What needs to be done:
Make an exact copy of all the data.

The data:
PR #141, opened 2021-10-22
Bugfix/extra hosts

msisj:
It was possible to pass extra_hosts earlier on but it was on user to know what is the format (["{hostname}:{ip}"], ...) and the documentation for podman-py was wrong. To make things more consistent with docker-py (https://docker-py.readthedocs.io/en/stable/api.html#docker.api.container.ContainerApiMixin.create_host_config - because why not) I've added code to make it docker-py compliant and documentation (https://github.com/containers/podman-py/blob/main/podman/domain/containers_create.py#L70-L71) compliant, while keeping interface as easy as possible (dict over list with special formatted strings)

Response:
PR #141, opened 2021-10-22
Bugfix/extra hosts

msisj:
It was possible to pass extra_hosts earlier on but it was on user to know what is the format (["{hostname}:{ip}"], ...) and the documentation for podman-py was wrong. To make things more consistent with docker-py (https://docker-py.readthedocs.io/en/stable/api.html#docker.api.container.ContainerApiMixin.create_host_config - because why not) I've added code to make it docker-py compliant and documentation (https://github.com/containers/podman-py/blob/main/podman/domain/containers_create.py#L70-L71) compliant, while keeping interface as easy as possible (dict over list with special formatted strings)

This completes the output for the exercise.